Prunus africana--an evergreen tree found in Afromontane forests--is used in traditional medicine to cure benign prostate hyperplasia. Different bioactive constituents derived from bark extracts from 20 tree populations sampled throughout the species' natural range in Africa were studied by means of GC-MSD. The average concentration [mg/kgw/w] in increasing order was: lauric acid (18), myristic acid (22), n-docosanol (25), ferulic acid (49), ß-sitostenone (198), ß-sitosterol (490), and ursolic acid (743). The concentrations of many bark constituents were significantly correlated and concentration of n-docosanol was highly significantly correlated with all other analytes. Estimates of variance components revealed the highest variation among populations for ursolic acid (66%) and the lowest for ß-sitosterol (20%). In general, environmental parameters recorded (temperature, precipitation, altitude) for the samples sites were not correlated with the concentration of most constituents; however, concentration of ferulic acid was significantly correlated with annual precipitation. Because the concentration of compounds in bark extracts may be affected by tree size, the diameter of sampled plants at 1.3m tree height (as proxy of age) was recorded. The only relationship with tree diameter was a negative correlation with ursolic acid. Under the assumption that genetically less variable populations have less variable concentrations of bark compounds, correlations between variation parameters of the concentration and the respective genetic composition based on chloroplast and nuclear DNA markers were assessed.

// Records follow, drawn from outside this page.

PR #1820, opened 2016-06-21
Update Uplay in gaming gaming.yml

berserkovich:
Uplay now supports 2FA

### DIFF
--- a/_data/gaming.yml
+++ b/_data/gaming.yml
@@ -203,7 +203,9 @@ websites:
       url: http://uplay.ubi.com/
       twitter: UplayUbisoft
       img: uplay.png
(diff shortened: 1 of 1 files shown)


Carlgo11:
The doc link you provided isn't a documentation link.
Can you try and find one that is a valid documentation page?

berserkovich:
http://forums.ubi.com/showthread.php/1463703-Secure-your-account-with-2-Step-Verification
is this one good enough?

RichJeanes:
If there's no official Support site article, then I'd say that link works.

berserkovich:
Official support gave me that link :)

PR #1823, opened 2016-06-22
Add hardware to Bitbucket in developer.yml

aladh:


jamcat22:
This has already been addressed in #1821, but thanks for contributing!

PR #1830, opened 2016-06-23
Add DTE Energy

stephengroat:


Carlgo11:
Note to collaborators: _Even though the URL redirects to a sub-domain I think it's better to leave it as it is as the sub-domain contains `newlook`. They will probably remove that sub-domain soon and then that link won't work._

**TL;DR:** _Leave the URL as it is._

PR #1834, opened 2016-06-24
Added Libsyn to hosting

kojaxs:
Wasn't 100% sure if hosting was the right category.


mxxcon:
Can you explain how does it fit into our site criteria?

Carlgo11:
Hello @kojaxs,
would you please answer @mxxcon's question?
If you don't reply within a couple of days I'll mark this PR as inactive.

Only variation of ß-sitosterol concentration was significantly correlated with haplotypic diversity. The fixation index (F(IS)) was positively correlated with the variation in concentration of ferulic acid. Principal Components Analysis (PCA) indicated a weak geographic pattern. Mantel tests, however, revealed associations between the geographic patterns of bioactive constituents and the phylogenetic relationship among the populations sampled. This suggests an independent evolution of bark metabolism within different phylogeographical lineages, and the molecular phylogeographic pattern is partly reflected in the variation in concentration of bark constituents. The results have important implications for the design of strategies for the sustainable use and conservation of this important African tree species.